Exercise description: In the material below, list every line carrying the string "index".

Information provided:
PR #544, opened 2021-01-19
installation/index: Fix heading levels

msiism:

### DIFF
--- a/src/installation/index.md
+++ b/src/installation/index.md
@@ -35,7 +35,7 @@ from [other mirrors](../xbps/repositories/mirrors/index.md). Previous releases
 can be found under <https://alpha.de.repo.voidlinux.org/live/>, organized by
 date.
 
-### Verifying images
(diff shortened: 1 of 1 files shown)


src/installation/index.md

Answer box:
installation/index: Fix heading levels
--- a/src/installation/index.md
+++ b/src/installation/index.md
@@ -35,7 +35,7 @@ from [other mirrors](../xbps/repositories/mirrors/index.md). Previous releases
src/installation/index.md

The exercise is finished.